Ich hab mich erwischt! Ich unterstelle meiner kleinen zweijährigen Tochter den gleichen gedanklichen Mist wie dem Rest der Menschheit. Ich habe ständig ein schlechtes Gewissen, weil sich ein Teil von mir einbildet, „die Anderen“ würden irgendwas von mir erwarten. Mehr rausgehen, mehr abends weggehen, mehr Kunst, mehr cool, mehr relaxt, mehr Erlebnisse, mehr mehr mehr… Eigentlich weiß ich, dass das Quatsch ist (meistens) und eigentlich will ich, dass mir das egal ist, denn meine Werte sind das nicht. Aber diese Komplexe habe ich schon seit ich denken kann. Und jetzt denkt es sich also auch in mir, dass mein Kind Dinge von mir verlangt, die ich nicht bringen kann. Und dann geht mein Ich in seine trotzige „Nö, will nicht… Ich kann das nicht.“-Haltung und mich plagt unverzüglich das schlechte Gewissen…

Oh Mann, verkorkstes Ich! Das, was man kleinen Kindern bei all dem Trotzverhalten ja wirklich hoch anrechnen kann ist, dass sie ihren Eltern bedingungslosen Liebes-Kredit geben. Kindern nehmen uns Eltern doch im Prinzip (bis zu einem bestimmten Alter) genau so wie wir sind, ohne zu hinterfragen, warum wir so sind oder dies oder das tun oder lassen… Das soll uns nicht davon befreien, zu reflektieren, was wir tun.

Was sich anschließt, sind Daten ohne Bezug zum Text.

PR #923, opened 2018-07-11
Restore the header of bibliography in the manual

### LINKED ISSUE #921: Header of bibliography missing in manual
We have two sections of references, the first one was before Appendix. However, it has no chapter/section title.

PDoakORNL:
So is this what we want?
Fixes #921


markdewing:
okay to test

PR #924, opened 2018-07-12
Remove the Intel specific code-path in einspline_allocator

ye-luo:


markdewing:
Is this being removed because it's unneeded?

ye-luo:
Not necessary and now causing problems with unconventional compilers.

PR #930, opened 2018-07-16
Add unit test for MultiQuinticSpline1D

markdewing:
Also fix a small bug in the 3rd derivative routine.


markdewing:
It was a compile error as soon I as used it in the unit test.  The code was not called from QMCPACK, and being a template, it never got compile

anbenali:
Ouch.. do you have an idea of the effect of this bug. I don't think that it
is too serious but from your test you maybe have a idea?? It should still
be in the nose but I don't see where the "d" comes from.

ye-luo:
@anbenali Third derivative is only needed for the optimization of backflow. Not used at the moment.

markdewing:
The formula is the same as in OneDimGridBase.h, but it was missing the array references.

Aber wir sollten kein schlechtes Gewissen haben, weil wir meinen, unsere Kinder würden überzogene Erwartungen an uns stellen. Schon der Rest der Menschheit hat wenigere an uns als wir uns einbilden, wir sind ja nicht der Nabel der Welt. Aber die Einbildung klappt hier ganz gut und ist schwer zu überwinden. Aber hey! Kinder! Kinder sind vermutliche einige der wenigen Menschen, die tatsächlich frei von Erwartungen anderen Menschen gegenüber sind… Also: Schlechtes Gewissen? Bitte nicht aus dem Grund!